PR #5169, opened 2026-08-21
feat: add Maxlayer provider

kerjakuyco:
Adds Maxlayer (https://maxlayer.cloud) — a multi-model inference gateway serving 407 models through an OpenAI-compatible endpoint at https://inference.maxlayer.cloud/v1. (Disclosure: I work on Maxlayer.)

## What's included

- `provider.toml` — `@ai-sdk/openai-compatible`, `MAXLAYER_API_KEY`
- `logo.svg` (currentColor)
- 108 rate-carded text models as `base_model` references, across 18 publishers (OpenAI, Qwen, Google, Anthropic, Z.ai, DeepSeek, MiniMax, Moonshot, xAI, NVIDIA, Mistral, Meta, ByteDance Seed, StepFun, Tencent, Xiaomi, Sakana, Thinking Machines)

## Scope

Not every route on the gateway is listed here. Following review feedback, the entry list is limited to models that are current, using three cuts:

- **Legacy** — a base model released before 2025-04 is excluded: `gpt-3.5-turbo`, `gpt-4`, `gpt-4-turbo`, `gpt-4o` and its dated snapshots, `gpt-4o-mini`, `o1`, `o1-pro`, `o3-mini`, the `command-r` family, `mistral-nemo`, `mistral-large-2512`, `llama-3.1-8b-instruct`, `llama-3.3-70b-instruct`, `deepseek-r1`, `qwen-plus`.
- **Stale generation** — released before 2025-06 with a newer generation in the same family: `gpt-4.1` and its mini/nano, `qwen3-32b`, `qwen3-30b-a3b`, `qwen3-235b-a22b`, `qwen3-coder-30b-a3b-instruct`.
- **Superseded** — a model line keeps its current release plus one predecessor; anything older is excluded: `claude-opus-4.1/4.5/4.6/4.7` (and their `-fast` variants), `claude-sonnet-4.5`, `gpt-5/5.1/5.2` (and their `-pro` / `-codex` variants), `glm-4.5/4.6/4.7/5/5.1`, `minimax-m2/m2.1/m2.5`, `gemini-2.5-flash` and `-flash-lite`, `gemini-3-flash-preview`, `kimi-k2.5`, `grok-4.3`, `qwen3-max`.

Keeping one predecessor per line means consumers pinned to current−1 are not broken by the cut. Cohere and Meta-Llama fall out entirely — every route they served here was pre-2025.

## Data sourcing

**Pricing** is mirrored from the public catalogue endpoint `GET /v1/models` (no key required). `pricing.input_per_million_tokens` and its siblings are the rate a caller is billed, already in USD per million tokens, mapped to `input` / `output` / `cache_read` / `cache_write`. The response also carries `base_*_per_million_tokens` fields — a display-only reference rate — which are deliberately not what this PR publishes; Maxlayer does mark up token rates, so costs sit above those reference figures rather than matching them. The card is flat: there is no band or threshold field anywhere in the payload, so no `[[cost.tiers]]` are authored even for IDs that are tiered on other hosts. Every rate here was re-checked against the live card before submission — all 106 files match it exactly.

**Limits** come from the same endpoint — `context_window` → `limit.context`, `max_output_tokens` → `limit.output` — authored only where the value differs from the lab entry, since every file is override-only: 33 files carry a `limit.context` override and 38 carry `limit.output`. Eight routes publish no max output at all (`x-ai/grok-4.5`, `x-ai/grok-4.6`, `x-ai/grok-build-0.1`, `meta/muse-spark-1.1`, `meta/muse-spark-1.2`, `mistralai/mistral-small-2603`, `nvidia/nemotron-3-ultra-550b-a55b`, `tencent/hy3-preview`); those follow the same-surface peer entries in this repository rather than the lab default, which was short enough to misreport them badly (`meta/muse-spark-1.1` resolves to 1_048_576, not 32_000).

**Capabilities and `reasoning_options`** are not published by this endpoint — the model list carries no `supported_parameters`, no modality list, and an empty `capabilities` array on every row. Rather than guess, both are set to match the same-surface entries in this repository for the same model ID, preferring the model's own first-party provider entry where one exists: `structured_output` on 44 files, `modalities` on 24, and `name` / `description` / `temperature` / `tool_call` / `attachment` / `reasoning` on a handful each. 93 files carry `[[reasoning_options]]` blocks; 6 carry `reasoning_options = []`, kept only where reasoning is always-on with no caller control (`kimi-k2-thinking`, `kimi-k2.7-code`, `minimax-m2.7`, `grok-build-0.1`, `qwen3-next-80b-a3b-thinking`, `qwen3-vl-235b-a22b-thinking` — each matching that model's own first-party entry). Where a file carries a `toggle` it also carries the leading wire-path comment naming the accepted request fields.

Activity — Start at the first line of the material. Reproduce every line exactly, ending with the line that holds "## Data sourcing".

Problem solution —
PR #5169, opened 2026-08-21
feat: add Maxlayer provider

kerjakuyco:
Adds Maxlayer (https://maxlayer.cloud) — a multi-model inference gateway serving 407 models through an OpenAI-compatible endpoint at https://inference.maxlayer.cloud/v1. (Disclosure: I work on Maxlayer.)

## What's included

- `provider.toml` — `@ai-sdk/openai-compatible`, `MAXLAYER_API_KEY`
- `logo.svg` (currentColor)
- 108 rate-carded text models as `base_model` references, across 18 publishers (OpenAI, Qwen, Google, Anthropic, Z.ai, DeepSeek, MiniMax, Moonshot, xAI, NVIDIA, Mistral, Meta, ByteDance Seed, StepFun, Tencent, Xiaomi, Sakana, Thinking Machines)

## Scope

Not every route on the gateway is listed here. Following review feedback, the entry list is limited to models that are current, using three cuts:

- **Legacy** — a base model released before 2025-04 is excluded: `gpt-3.5-turbo`, `gpt-4`, `gpt-4-turbo`, `gpt-4o` and its dated snapshots, `gpt-4o-mini`, `o1`, `o1-pro`, `o3-mini`, the `command-r` family, `mistral-nemo`, `mistral-large-2512`, `llama-3.1-8b-instruct`, `llama-3.3-70b-instruct`, `deepseek-r1`, `qwen-plus`.
- **Stale generation** — released before 2025-06 with a newer generation in the same family: `gpt-4.1` and its mini/nano, `qwen3-32b`, `qwen3-30b-a3b`, `qwen3-235b-a22b`, `qwen3-coder-30b-a3b-instruct`.
- **Superseded** — a model line keeps its current release plus one predecessor; anything older is excluded: `claude-opus-4.1/4.5/4.6/4.7` (and their `-fast` variants), `claude-sonnet-4.5`, `gpt-5/5.1/5.2` (and their `-pro` / `-codex` variants), `glm-4.5/4.6/4.7/5/5.1`, `minimax-m2/m2.1/m2.5`, `gemini-2.5-flash` and `-flash-lite`, `gemini-3-flash-preview`, `kimi-k2.5`, `grok-4.3`, `qwen3-max`.

Keeping one predecessor per line means consumers pinned to current−1 are not broken by the cut. Cohere and Meta-Llama fall out entirely — every route they served here was pre-2025.

## Data sourcing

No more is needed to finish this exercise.